» WHAT IS REQUIRED: In the entries below, find the line with "PR #4324, opened 2022-07-11" and the line with "- [ ] I like". Reproduce those two lines and every line between them exactly, and nothing more.
++++ PROVIDED MATERIAL
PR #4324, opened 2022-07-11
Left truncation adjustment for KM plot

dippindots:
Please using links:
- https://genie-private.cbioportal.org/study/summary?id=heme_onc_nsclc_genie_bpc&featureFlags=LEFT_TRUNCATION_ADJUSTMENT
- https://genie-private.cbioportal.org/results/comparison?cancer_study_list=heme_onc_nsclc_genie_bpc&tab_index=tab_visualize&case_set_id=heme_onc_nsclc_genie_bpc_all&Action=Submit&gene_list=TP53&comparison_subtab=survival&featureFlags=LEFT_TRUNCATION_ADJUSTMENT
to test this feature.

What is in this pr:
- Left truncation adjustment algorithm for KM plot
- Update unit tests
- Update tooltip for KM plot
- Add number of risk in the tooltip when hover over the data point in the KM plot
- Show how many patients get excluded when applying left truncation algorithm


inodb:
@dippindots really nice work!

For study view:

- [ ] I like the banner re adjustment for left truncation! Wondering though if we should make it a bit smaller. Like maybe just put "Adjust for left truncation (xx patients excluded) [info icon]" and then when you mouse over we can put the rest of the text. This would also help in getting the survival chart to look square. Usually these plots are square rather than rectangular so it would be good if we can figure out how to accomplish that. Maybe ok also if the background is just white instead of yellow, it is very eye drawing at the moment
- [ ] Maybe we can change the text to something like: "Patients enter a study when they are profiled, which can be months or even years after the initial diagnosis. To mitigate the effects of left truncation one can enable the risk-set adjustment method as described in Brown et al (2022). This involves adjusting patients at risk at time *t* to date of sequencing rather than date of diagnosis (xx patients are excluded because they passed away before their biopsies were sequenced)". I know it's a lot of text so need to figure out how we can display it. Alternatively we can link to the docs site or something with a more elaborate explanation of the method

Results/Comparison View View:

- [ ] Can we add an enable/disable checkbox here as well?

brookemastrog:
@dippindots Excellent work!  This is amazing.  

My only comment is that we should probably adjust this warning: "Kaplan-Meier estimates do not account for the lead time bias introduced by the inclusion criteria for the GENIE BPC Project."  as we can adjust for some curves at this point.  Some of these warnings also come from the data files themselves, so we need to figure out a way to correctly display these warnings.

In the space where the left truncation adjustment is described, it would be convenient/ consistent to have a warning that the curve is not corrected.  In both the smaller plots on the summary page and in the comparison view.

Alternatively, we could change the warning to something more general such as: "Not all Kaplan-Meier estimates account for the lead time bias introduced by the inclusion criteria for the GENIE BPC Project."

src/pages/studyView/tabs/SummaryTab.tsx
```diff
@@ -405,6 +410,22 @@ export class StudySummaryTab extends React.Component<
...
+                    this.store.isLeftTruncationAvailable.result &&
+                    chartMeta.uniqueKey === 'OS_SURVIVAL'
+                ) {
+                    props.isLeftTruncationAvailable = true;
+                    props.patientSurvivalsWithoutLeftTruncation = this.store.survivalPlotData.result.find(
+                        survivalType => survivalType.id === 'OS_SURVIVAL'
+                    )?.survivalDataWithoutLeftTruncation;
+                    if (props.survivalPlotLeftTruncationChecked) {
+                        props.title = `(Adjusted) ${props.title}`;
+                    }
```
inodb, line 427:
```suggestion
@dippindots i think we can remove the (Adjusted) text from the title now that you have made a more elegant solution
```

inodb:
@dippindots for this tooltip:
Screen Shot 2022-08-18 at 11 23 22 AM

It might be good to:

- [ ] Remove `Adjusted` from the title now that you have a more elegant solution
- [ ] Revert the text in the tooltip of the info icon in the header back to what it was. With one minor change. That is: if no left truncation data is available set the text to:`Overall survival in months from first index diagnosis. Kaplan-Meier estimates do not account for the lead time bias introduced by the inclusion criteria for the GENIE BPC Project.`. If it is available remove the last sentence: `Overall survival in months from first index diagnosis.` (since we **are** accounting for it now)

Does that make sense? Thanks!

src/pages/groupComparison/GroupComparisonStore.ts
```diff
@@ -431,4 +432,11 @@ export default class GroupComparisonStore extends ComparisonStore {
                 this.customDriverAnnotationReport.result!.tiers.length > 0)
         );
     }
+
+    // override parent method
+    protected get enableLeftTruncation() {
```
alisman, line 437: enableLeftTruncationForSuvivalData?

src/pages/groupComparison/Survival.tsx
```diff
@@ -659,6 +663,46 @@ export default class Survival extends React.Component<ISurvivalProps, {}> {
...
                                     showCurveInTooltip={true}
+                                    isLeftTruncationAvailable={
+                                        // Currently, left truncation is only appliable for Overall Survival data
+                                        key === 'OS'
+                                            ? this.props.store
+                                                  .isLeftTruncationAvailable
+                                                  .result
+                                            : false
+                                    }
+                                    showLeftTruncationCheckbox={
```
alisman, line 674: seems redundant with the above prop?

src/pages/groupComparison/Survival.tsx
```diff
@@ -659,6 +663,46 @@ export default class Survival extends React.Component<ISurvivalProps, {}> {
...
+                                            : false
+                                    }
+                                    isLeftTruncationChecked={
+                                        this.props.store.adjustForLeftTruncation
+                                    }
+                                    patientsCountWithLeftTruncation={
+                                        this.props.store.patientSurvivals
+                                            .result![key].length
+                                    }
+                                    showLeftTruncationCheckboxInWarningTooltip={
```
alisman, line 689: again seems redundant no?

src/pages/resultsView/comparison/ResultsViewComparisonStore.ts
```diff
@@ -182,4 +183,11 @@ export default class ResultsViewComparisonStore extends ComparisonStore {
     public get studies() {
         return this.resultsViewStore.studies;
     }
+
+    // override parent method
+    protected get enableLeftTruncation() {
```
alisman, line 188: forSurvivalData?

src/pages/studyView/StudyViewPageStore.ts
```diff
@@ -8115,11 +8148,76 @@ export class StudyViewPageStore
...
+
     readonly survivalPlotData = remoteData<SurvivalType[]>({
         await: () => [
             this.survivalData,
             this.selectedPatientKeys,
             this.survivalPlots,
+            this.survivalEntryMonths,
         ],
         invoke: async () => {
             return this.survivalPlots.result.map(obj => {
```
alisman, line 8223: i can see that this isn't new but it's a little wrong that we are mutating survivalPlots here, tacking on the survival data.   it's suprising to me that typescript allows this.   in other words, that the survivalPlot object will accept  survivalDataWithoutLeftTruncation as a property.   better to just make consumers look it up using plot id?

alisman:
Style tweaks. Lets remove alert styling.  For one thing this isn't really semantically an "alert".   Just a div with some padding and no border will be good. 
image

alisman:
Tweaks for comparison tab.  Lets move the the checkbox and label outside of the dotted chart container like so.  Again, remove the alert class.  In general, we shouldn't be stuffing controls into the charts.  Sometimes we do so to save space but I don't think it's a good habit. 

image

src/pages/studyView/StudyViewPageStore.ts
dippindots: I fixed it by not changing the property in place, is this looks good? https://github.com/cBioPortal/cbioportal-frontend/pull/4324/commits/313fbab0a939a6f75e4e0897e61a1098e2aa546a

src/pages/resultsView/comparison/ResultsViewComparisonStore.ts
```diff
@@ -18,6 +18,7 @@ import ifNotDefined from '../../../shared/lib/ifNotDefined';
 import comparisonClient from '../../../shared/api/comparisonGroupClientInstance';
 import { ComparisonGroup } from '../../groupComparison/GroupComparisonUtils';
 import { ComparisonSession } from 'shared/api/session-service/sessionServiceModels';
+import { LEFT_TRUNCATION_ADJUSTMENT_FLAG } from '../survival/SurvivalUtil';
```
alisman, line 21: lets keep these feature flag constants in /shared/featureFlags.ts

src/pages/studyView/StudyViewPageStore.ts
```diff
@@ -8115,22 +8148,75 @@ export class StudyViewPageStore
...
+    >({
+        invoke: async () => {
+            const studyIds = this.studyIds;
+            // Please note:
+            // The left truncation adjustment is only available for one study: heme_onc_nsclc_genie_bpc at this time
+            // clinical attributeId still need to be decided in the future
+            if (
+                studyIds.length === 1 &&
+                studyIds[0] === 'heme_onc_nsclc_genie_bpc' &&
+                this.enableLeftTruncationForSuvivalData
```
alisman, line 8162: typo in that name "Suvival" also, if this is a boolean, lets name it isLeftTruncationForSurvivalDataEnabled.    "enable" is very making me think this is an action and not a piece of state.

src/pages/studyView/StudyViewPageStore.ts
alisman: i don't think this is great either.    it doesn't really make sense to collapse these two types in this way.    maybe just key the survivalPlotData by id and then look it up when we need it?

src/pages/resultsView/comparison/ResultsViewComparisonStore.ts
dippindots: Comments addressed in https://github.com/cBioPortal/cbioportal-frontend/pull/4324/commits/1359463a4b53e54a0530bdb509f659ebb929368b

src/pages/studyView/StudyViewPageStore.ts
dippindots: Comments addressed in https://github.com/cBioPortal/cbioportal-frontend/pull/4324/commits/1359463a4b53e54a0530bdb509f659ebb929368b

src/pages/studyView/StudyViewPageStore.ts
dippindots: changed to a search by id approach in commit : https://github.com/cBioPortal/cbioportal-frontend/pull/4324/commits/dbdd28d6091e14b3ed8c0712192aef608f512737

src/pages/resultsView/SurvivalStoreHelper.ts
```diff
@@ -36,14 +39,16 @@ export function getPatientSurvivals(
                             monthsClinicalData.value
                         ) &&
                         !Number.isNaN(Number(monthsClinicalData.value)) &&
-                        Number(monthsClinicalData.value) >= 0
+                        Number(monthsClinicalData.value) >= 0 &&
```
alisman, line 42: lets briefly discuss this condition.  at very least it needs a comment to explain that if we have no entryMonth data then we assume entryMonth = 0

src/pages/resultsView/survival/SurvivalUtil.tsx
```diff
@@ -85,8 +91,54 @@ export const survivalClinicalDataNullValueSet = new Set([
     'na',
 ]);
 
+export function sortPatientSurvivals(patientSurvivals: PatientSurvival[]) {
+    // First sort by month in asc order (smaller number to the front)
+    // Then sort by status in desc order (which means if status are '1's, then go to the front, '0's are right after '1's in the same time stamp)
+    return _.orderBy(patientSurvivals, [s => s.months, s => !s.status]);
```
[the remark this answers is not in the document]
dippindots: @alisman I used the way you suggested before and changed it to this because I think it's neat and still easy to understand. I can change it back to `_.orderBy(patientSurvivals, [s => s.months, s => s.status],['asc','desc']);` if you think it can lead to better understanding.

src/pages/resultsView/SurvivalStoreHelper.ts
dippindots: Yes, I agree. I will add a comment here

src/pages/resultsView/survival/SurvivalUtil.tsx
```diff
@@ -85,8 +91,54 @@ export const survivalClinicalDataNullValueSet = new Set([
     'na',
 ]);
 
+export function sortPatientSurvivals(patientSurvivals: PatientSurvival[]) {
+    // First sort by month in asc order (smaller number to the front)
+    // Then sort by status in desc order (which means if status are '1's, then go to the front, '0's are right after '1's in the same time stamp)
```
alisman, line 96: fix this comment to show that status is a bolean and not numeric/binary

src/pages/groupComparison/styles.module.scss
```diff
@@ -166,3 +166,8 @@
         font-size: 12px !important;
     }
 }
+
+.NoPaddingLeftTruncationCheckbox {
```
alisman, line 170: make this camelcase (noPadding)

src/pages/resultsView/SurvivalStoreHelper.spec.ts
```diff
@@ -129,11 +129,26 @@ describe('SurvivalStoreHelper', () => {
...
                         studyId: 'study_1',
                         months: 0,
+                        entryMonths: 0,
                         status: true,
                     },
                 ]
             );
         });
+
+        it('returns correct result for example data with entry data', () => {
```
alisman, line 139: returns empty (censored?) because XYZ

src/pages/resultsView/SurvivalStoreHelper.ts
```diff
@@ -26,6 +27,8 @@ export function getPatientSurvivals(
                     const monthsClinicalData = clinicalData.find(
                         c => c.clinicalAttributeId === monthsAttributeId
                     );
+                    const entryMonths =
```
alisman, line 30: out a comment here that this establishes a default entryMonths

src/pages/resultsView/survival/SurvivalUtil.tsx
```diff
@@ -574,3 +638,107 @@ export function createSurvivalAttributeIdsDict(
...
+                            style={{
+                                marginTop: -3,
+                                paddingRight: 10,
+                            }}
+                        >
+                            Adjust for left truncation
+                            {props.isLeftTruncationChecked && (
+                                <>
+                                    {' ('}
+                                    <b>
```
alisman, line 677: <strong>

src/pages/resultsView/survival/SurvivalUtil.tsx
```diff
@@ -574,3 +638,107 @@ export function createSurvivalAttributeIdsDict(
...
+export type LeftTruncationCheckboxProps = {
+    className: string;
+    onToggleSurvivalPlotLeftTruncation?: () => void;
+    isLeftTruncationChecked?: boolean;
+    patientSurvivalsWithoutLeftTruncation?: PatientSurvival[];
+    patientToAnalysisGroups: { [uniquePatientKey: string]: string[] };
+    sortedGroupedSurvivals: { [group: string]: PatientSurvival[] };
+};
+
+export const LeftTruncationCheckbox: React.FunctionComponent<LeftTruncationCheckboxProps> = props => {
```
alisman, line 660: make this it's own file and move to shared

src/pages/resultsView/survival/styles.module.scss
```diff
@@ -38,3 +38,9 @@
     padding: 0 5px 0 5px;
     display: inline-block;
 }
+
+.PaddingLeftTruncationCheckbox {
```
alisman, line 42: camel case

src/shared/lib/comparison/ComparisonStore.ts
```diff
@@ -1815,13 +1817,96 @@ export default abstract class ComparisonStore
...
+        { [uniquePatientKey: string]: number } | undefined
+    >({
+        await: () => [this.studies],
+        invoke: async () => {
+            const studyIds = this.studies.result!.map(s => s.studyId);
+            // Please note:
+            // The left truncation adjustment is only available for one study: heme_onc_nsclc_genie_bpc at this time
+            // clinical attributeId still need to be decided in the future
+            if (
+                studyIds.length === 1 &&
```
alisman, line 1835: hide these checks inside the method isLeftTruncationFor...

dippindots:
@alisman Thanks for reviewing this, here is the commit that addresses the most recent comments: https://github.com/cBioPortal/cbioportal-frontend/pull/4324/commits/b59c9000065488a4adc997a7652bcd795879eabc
++++++++
++++ PROVIDED MATERIAL
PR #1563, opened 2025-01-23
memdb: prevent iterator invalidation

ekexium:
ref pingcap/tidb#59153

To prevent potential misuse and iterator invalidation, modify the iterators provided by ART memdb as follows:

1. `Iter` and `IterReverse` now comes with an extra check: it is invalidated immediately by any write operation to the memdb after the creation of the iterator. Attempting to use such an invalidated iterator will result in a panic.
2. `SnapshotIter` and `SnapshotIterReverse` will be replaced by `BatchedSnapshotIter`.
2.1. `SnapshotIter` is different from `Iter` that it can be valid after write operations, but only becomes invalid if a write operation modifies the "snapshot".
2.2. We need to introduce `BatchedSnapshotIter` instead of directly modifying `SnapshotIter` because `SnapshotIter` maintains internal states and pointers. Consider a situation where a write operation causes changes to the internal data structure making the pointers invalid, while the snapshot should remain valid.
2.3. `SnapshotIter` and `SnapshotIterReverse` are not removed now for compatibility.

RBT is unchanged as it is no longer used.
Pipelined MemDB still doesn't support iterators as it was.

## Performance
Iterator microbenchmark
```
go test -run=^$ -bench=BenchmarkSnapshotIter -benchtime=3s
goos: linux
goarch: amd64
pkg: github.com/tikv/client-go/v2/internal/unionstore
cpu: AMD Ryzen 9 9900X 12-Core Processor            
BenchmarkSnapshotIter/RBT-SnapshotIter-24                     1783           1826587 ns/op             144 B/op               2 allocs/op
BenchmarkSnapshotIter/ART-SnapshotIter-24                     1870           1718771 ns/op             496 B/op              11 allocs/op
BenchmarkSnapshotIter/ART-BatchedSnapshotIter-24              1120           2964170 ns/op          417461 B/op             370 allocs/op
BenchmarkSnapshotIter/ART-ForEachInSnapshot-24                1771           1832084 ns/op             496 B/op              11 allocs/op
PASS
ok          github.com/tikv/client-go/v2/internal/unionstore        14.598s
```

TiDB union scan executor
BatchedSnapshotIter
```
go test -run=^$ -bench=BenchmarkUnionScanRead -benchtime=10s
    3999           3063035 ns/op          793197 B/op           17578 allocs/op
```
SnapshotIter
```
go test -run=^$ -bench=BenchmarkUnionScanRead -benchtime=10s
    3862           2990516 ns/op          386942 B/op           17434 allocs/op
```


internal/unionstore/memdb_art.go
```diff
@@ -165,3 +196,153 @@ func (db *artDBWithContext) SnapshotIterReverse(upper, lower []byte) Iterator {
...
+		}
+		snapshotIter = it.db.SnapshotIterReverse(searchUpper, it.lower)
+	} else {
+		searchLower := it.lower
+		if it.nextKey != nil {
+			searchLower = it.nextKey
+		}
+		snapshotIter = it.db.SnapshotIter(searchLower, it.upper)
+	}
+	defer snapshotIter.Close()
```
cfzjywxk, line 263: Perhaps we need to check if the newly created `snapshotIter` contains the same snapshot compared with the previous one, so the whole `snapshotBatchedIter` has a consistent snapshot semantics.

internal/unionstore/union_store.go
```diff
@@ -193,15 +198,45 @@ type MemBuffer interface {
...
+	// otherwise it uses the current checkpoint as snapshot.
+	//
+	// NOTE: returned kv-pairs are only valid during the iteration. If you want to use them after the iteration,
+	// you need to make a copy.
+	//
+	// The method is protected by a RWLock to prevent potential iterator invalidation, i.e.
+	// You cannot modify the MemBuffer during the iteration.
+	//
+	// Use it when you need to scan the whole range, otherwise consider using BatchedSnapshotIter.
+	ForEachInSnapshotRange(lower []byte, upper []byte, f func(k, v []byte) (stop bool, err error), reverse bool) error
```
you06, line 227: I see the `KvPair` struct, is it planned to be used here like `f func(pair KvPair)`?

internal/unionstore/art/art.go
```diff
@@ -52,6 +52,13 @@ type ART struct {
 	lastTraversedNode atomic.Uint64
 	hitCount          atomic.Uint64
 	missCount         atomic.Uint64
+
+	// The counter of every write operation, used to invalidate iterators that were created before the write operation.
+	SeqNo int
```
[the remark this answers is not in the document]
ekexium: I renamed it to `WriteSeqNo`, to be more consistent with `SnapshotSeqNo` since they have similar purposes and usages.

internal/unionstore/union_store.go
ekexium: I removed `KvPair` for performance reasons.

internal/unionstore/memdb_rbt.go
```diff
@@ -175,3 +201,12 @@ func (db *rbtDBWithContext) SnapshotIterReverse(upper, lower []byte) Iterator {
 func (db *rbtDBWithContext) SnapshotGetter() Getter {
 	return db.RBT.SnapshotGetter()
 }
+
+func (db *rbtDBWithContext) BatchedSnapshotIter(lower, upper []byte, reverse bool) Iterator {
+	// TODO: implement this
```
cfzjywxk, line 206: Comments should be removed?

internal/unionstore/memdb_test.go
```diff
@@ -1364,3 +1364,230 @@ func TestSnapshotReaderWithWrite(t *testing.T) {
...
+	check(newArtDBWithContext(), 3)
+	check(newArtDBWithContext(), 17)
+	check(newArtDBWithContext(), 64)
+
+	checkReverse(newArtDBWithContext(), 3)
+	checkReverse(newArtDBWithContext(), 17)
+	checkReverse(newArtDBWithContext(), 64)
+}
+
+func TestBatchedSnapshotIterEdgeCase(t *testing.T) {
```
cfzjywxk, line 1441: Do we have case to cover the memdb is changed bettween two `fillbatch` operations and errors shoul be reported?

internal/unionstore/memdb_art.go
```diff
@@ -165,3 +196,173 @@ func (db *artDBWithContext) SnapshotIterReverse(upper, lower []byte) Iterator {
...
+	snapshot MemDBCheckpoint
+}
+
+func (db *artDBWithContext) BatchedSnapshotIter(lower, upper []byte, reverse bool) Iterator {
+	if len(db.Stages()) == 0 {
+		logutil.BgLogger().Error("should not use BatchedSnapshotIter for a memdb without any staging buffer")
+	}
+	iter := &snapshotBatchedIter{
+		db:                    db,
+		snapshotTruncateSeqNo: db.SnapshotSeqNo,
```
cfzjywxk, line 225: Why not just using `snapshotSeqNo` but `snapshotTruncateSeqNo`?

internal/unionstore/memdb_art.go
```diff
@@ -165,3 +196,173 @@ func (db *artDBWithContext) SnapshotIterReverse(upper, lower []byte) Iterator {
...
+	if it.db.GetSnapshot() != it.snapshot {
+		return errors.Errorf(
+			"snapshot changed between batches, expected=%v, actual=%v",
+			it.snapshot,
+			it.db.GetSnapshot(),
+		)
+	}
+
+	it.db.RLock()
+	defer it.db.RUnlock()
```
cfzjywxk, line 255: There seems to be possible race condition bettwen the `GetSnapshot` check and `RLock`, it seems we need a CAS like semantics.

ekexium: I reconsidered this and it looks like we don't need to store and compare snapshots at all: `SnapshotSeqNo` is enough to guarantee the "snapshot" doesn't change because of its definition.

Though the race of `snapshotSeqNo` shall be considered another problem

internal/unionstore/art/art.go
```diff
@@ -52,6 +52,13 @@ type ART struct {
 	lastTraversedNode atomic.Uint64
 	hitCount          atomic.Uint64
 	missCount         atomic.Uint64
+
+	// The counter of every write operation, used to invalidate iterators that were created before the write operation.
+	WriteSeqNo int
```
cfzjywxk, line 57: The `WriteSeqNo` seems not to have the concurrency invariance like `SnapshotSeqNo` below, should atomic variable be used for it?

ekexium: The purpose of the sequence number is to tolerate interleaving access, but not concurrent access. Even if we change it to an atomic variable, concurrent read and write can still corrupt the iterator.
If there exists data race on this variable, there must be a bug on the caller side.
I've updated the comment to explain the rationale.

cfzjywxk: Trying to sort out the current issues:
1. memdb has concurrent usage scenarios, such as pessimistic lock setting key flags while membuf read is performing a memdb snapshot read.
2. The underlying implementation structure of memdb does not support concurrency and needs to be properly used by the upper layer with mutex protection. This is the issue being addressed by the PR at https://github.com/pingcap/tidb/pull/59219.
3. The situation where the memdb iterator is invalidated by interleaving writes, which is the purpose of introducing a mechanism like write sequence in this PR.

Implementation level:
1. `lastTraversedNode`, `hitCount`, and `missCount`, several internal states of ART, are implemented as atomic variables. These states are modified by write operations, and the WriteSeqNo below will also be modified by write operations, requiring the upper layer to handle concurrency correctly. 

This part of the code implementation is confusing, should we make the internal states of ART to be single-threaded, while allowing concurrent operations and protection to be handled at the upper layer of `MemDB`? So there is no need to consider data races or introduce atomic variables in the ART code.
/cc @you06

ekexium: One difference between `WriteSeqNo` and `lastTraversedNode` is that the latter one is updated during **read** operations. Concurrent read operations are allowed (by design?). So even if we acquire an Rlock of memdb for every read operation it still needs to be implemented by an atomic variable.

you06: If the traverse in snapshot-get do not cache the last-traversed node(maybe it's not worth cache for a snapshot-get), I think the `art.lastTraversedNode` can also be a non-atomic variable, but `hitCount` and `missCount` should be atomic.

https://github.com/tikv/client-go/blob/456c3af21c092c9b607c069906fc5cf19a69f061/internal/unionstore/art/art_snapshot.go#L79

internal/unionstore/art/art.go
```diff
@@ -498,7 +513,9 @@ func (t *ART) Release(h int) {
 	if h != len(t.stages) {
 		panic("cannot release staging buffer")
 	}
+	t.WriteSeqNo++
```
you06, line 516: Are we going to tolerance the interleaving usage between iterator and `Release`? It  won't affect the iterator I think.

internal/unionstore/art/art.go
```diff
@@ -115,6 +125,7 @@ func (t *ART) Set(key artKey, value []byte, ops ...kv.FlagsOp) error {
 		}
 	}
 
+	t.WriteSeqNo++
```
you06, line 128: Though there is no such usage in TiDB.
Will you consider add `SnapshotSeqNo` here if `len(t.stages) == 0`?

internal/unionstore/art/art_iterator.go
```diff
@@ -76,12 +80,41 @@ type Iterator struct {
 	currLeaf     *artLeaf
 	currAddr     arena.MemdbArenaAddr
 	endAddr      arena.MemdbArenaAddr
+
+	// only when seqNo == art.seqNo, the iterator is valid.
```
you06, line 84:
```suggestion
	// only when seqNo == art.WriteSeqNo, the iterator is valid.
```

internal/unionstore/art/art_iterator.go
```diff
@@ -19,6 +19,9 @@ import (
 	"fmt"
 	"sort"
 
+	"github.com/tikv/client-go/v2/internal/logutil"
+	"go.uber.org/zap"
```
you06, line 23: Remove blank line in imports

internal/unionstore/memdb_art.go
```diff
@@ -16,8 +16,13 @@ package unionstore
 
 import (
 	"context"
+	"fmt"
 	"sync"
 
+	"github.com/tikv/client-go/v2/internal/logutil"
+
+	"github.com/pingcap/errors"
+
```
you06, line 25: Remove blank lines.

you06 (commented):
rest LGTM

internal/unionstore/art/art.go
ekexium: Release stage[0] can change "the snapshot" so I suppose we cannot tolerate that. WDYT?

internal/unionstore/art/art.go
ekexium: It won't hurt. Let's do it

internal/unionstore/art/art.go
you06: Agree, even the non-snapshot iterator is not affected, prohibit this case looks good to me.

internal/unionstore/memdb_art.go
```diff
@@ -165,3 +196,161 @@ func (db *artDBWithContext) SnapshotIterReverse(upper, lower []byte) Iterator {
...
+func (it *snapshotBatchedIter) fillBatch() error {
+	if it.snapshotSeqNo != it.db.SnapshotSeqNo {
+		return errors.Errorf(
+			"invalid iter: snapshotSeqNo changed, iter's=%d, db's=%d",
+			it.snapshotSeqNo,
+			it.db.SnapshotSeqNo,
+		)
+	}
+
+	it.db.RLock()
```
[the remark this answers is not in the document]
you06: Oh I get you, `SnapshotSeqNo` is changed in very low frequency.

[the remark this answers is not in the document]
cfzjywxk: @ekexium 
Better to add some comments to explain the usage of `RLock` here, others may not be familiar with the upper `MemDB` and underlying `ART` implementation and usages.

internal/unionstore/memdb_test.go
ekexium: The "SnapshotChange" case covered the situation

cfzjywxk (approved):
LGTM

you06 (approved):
++++++++
» RESULT:
PR #4324, opened 2022-07-11
Left truncation adjustment for KM plot

dippindots:
Please using links:
- https://genie-private.cbioportal.org/study/summary?id=heme_onc_nsclc_genie_bpc&featureFlags=LEFT_TRUNCATION_ADJUSTMENT
- https://genie-private.cbioportal.org/results/comparison?cancer_study_list=heme_onc_nsclc_genie_bpc&tab_index=tab_visualize&case_set_id=heme_onc_nsclc_genie_bpc_all&Action=Submit&gene_list=TP53&comparison_subtab=survival&featureFlags=LEFT_TRUNCATION_ADJUSTMENT
to test this feature.

What is in this pr:
- Left truncation adjustment algorithm for KM plot
- Update unit tests
- Update tooltip for KM plot
- Add number of risk in the tooltip when hover over the data point in the KM plot
- Show how many patients get excluded when applying left truncation algorithm


inodb:
@dippindots really nice work!

For study view:

- [ ] I like the banner re adjustment for left truncation! Wondering though if we should make it a bit smaller. Like maybe just put "Adjust for left truncation (xx patients excluded) [info icon]" and then when you mouse over we can put the rest of the text. This would also help in getting the survival chart to look square. Usually these plots are square rather than rectangular so it would be good if we can figure out how to accomplish that. Maybe ok also if the background is just white instead of yellow, it is very eye drawing at the moment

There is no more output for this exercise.